_ASSIGNED TASK_. Every entry must be echoed exactly.

_EXERCISE INPUT_.
Issue #3623, opened 2025-05-11
Change_independent_variable and connections


aml5600:
**Question❓**

It looks like the `change_independent_variable` transformation needs to have the connections expanded. This fails:
```
    @mtkmodel ConnectSys begin
        @components begin
            in = RealInput()
            out = RealOutput()
        end
        @variables begin
            x(t)
            y(t)
        end
        @equations begin
            connect(in, out)
            in.u ~ x
            D(x) ~ out.u
            D(y) ~ 1
        end
    end
    @named sys = ConnectSys()
    sys = complete(sys; flatten = false)
    new_sys = change_independent_variable(sys, sys.y)
    ss = structural_simplify(new_sys)
```
failing on `structural_simplify` stuff. The systems from the connection equation are still wrt `t`. 

@hersle is it possible to work through the connection systems similar to how you did everything else? should we enforce that all connections are expanded before calling the transformation? Thanks!

hersle:
I haven't tested it on systems with connections. But a connection is equivalent to one or more equations that it expands to, right? If `change_independent_variable` can be adapted to do the substitution on the components inside the `connect(...)` statements, I think it should work. Can one do that without expanding the connection equations?

Otherwise, like you said, a workaround is to expand connections first.

aml5600:
So I tried expanding connections before changing variables, but this necessarily flattens the system before going into `change_independent_variable`. Which then the resulting system is flat, and that breaks all my downstream stuff.

I tried overloading the `transform` function to specialize on `Equation`, and another to specialize on `Connection`, and an inbetween to glue the two. The `Connection` overload transforms each system in `connection.systems`.

The function would succeed, but then something was failing when trying to show/display the system in the REPL, so looks like I didn't reassemble something correctly =/ will keep trying, though.

hersle:
> I tried overloading the transform function to specialize on Equation, and another to specialize on Connection, and an inbetween to glue the two. The Connection overload transforms each system in connection.systems.

That would also be my first thought, to just recursively apply `change_independent_variable` to the systems in the connection.

aml5600:
@hersle I went ahead and made #3625 . Let me know what you think.

PR #3626, opened 2025-05-12
Change independent variable of ODEs with array variables

hersle:
@aml5600 I found [your Slack question](https://julialang.slack.com/archives/CN04R7WKE/p1746959467897079). I also need it to work with array variables 😅
I think this should work. Thanks for writing the test!

Note that I don't use the `@mtkmodel` macro in the test.
I'm not completely sure how it works with the `NoValue()` stuff.
I'm sure there is a way to get that to work, too, which might be unrelated to `change_independent_variable` (?)

## Checklist

### DIFF
--- a/src/systems/diffeqs/basic_transformations.jl
+++ b/src/systems/diffeqs/basic_transformations.jl
@@ -153,13 +153,25 @@ function change_independent_variable(
     @set! sys.eqs = [get_eqs(sys); eqs] # add extra equations we derived
     @set! sys.unknowns = [get_unknowns(sys); [iv1, div2_of_iv1]] # add new variables, will be transformed to e.g. t(u) and uˍt(u)
 
+    # A utility function that returns whether var (e.g. f(t)) is a function of iv (e.g. t)
+    function is_function_of(var, iv)
+        # Peel off outer calls to find the argument of the function of
+        if iscall(var) && operation(var) === getindex # handle array variables
+            var = arguments(var)[1] # (f(t))[1] -> f(t)
+        end
+        if iscall(var)
+            var = only(arguments(var)) # e.g. f(t) -> t
+            return isequal(var, iv)
+        end
+        return false
+    end
+
     # Create a utility that performs the chain rule on an expression, followed by insertion of the new independent variable:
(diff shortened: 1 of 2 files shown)


src/systems/diffeqs/basic_transformations.jl
```diff
@@ -153,13 +153,25 @@ function change_independent_variable(
...
+        end
+        return false
+    end
+
     # Create a utility that performs the chain rule on an expression, followed by insertion of the new independent variable:
     # e.g. (d/dt)(f(t)) -> (d/dt)(f(u(t))) -> df(u(t))/du(t) * du(t)/dt -> df(u)/du * uˍt(u)
     function transform(ex::T) where {T}
         # 1) Replace the argument of every function; e.g. f(t) -> f(u(t))
         for var in vars(ex; op = Nothing) # loop over all variables in expression (op = Nothing prevents interpreting "D(f(t))" as one big variable)
-            is_function_of_iv1 = iscall(var) && isequal(only(arguments(var)), iv1) # of the form f(t)?
```
aml5600, line 161: in my other PR (#3623 ) I simply change `only` to `first`. This handled a simple, scalarized array problem (assuming that a default value was provided to side-step the `NoValue` issues)

aml5600:
@hersle yeah, I would imagine the `NoValue` stuff is orthogonal to the transformation. Unfortunately I used `@mtkmodel` heavily while learning MTK and still have it used quite a lot =/ 

This is a good step forward though, thank you!

src/systems/diffeqs/basic_transformations.jl
hersle: I don't think that's 100% correct. For example:
```julia
@variables t z(t)[1:2]
var = z[1]
ModelingToolkit.arguments(ModelingToolkit.unwrap(var)) # gives [z(t), 1]
```
So `first` would give `z(t)`, but we are really looking for `t`, i.e. the variable that `var` is a function of.

I think it's best to keep the `only` to "assert" that we are handling a symbolic expression with only one argument (e.g. `z(t)`).

aml5600: that's fair. It did work though 🙃  I will revert this line in my other pr

ChrisRackauckas (approved):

_EXERCISE OUTPUT_.
Issue #3623, opened 2025-05-11
Change_independent_variable and connections


aml5600:
**Question❓**

It looks like the `change_independent_variable` transformation needs to have the connections expanded. This fails:
```
    @mtkmodel ConnectSys begin
        @components begin
            in = RealInput()
            out = RealOutput()
        end
        @variables begin
            x(t)
            y(t)
        end
        @equations begin
            connect(in, out)
            in.u ~ x
            D(x) ~ out.u
            D(y) ~ 1
        end
    end
    @named sys = ConnectSys()
    sys = complete(sys; flatten = false)
    new_sys = change_independent_variable(sys, sys.y)
    ss = structural_simplify(new_sys)
```
failing on `structural_simplify` stuff. The systems from the connection equation are still wrt `t`. 

@hersle is it possible to work through the connection systems similar to how you did everything else? should we enforce that all connections are expanded before calling the transformation? Thanks!

hersle:
I haven't tested it on systems with connections. But a connection is equivalent to one or more equations that it expands to, right? If `change_independent_variable` can be adapted to do the substitution on the components inside the `connect(...)` statements, I think it should work. Can one do that without expanding the connection equations?

Otherwise, like you said, a workaround is to expand connections first.

aml5600:
So I tried expanding connections before changing variables, but this necessarily flattens the system before going into `change_independent_variable`. Which then the resulting system is flat, and that breaks all my downstream stuff.

I tried overloading the `transform` function to specialize on `Equation`, and another to specialize on `Connection`, and an inbetween to glue the two. The `Connection` overload transforms each system in `connection.systems`.

The function would succeed, but then something was failing when trying to show/display the system in the REPL, so looks like I didn't reassemble something correctly =/ will keep trying, though.

hersle:
> I tried overloading the transform function to specialize on Equation, and another to specialize on Connection, and an inbetween to glue the two. The Connection overload transforms each system in connection.systems.

That would also be my first thought, to just recursively apply `change_independent_variable` to the systems in the connection.

aml5600:
@hersle I went ahead and made #3625 . Let me know what you think.

PR #3626, opened 2025-05-12
Change independent variable of ODEs with array variables

hersle:
@aml5600 I found [your Slack question](https://julialang.slack.com/archives/CN04R7WKE/p1746959467897079). I also need it to work with array variables 😅
I think this should work. Thanks for writing the test!

Note that I don't use the `@mtkmodel` macro in the test.
I'm not completely sure how it works with the `NoValue()` stuff.
I'm sure there is a way to get that to work, too, which might be unrelated to `change_independent_variable` (?)

## Checklist

### DIFF
--- a/src/systems/diffeqs/basic_transformations.jl
+++ b/src/systems/diffeqs/basic_transformations.jl
@@ -153,13 +153,25 @@ function change_independent_variable(
     @set! sys.eqs = [get_eqs(sys); eqs] # add extra equations we derived
     @set! sys.unknowns = [get_unknowns(sys); [iv1, div2_of_iv1]] # add new variables, will be transformed to e.g. t(u) and uˍt(u)
 
+    # A utility function that returns whether var (e.g. f(t)) is a function of iv (e.g. t)
+    function is_function_of(var, iv)
+        # Peel off outer calls to find the argument of the function of
+        if iscall(var) && operation(var) === getindex # handle array variables
+            var = arguments(var)[1] # (f(t))[1] -> f(t)
+        end
+        if iscall(var)
+            var = only(arguments(var)) # e.g. f(t) -> t
+            return isequal(var, iv)
+        end
+        return false
+    end
+
     # Create a utility that performs the chain rule on an expression, followed by insertion of the new independent variable:
(diff shortened: 1 of 2 files shown)


src/systems/diffeqs/basic_transformations.jl
```diff
@@ -153,13 +153,25 @@ function change_independent_variable(
...
+        end
+        return false
+    end
+
     # Create a utility that performs the chain rule on an expression, followed by insertion of the new independent variable:
     # e.g. (d/dt)(f(t)) -> (d/dt)(f(u(t))) -> df(u(t))/du(t) * du(t)/dt -> df(u)/du * uˍt(u)
     function transform(ex::T) where {T}
         # 1) Replace the argument of every function; e.g. f(t) -> f(u(t))
         for var in vars(ex; op = Nothing) # loop over all variables in expression (op = Nothing prevents interpreting "D(f(t))" as one big variable)
-            is_function_of_iv1 = iscall(var) && isequal(only(arguments(var)), iv1) # of the form f(t)?
```
aml5600, line 161: in my other PR (#3623 ) I simply change `only` to `first`. This handled a simple, scalarized array problem (assuming that a default value was provided to side-step the `NoValue` issues)

aml5600:
@hersle yeah, I would imagine the `NoValue` stuff is orthogonal to the transformation. Unfortunately I used `@mtkmodel` heavily while learning MTK and still have it used quite a lot =/ 

This is a good step forward though, thank you!

src/systems/diffeqs/basic_transformations.jl
hersle: I don't think that's 100% correct. For example:
```julia
@variables t z(t)[1:2]
var = z[1]
ModelingToolkit.arguments(ModelingToolkit.unwrap(var)) # gives [z(t), 1]
```
So `first` would give `z(t)`, but we are really looking for `t`, i.e. the variable that `var` is a function of.

I think it's best to keep the `only` to "assert" that we are handling a symbolic expression with only one argument (e.g. `z(t)`).

aml5600: that's fair. It did work though 🙃  I will revert this line in my other pr

ChrisRackauckas (approved):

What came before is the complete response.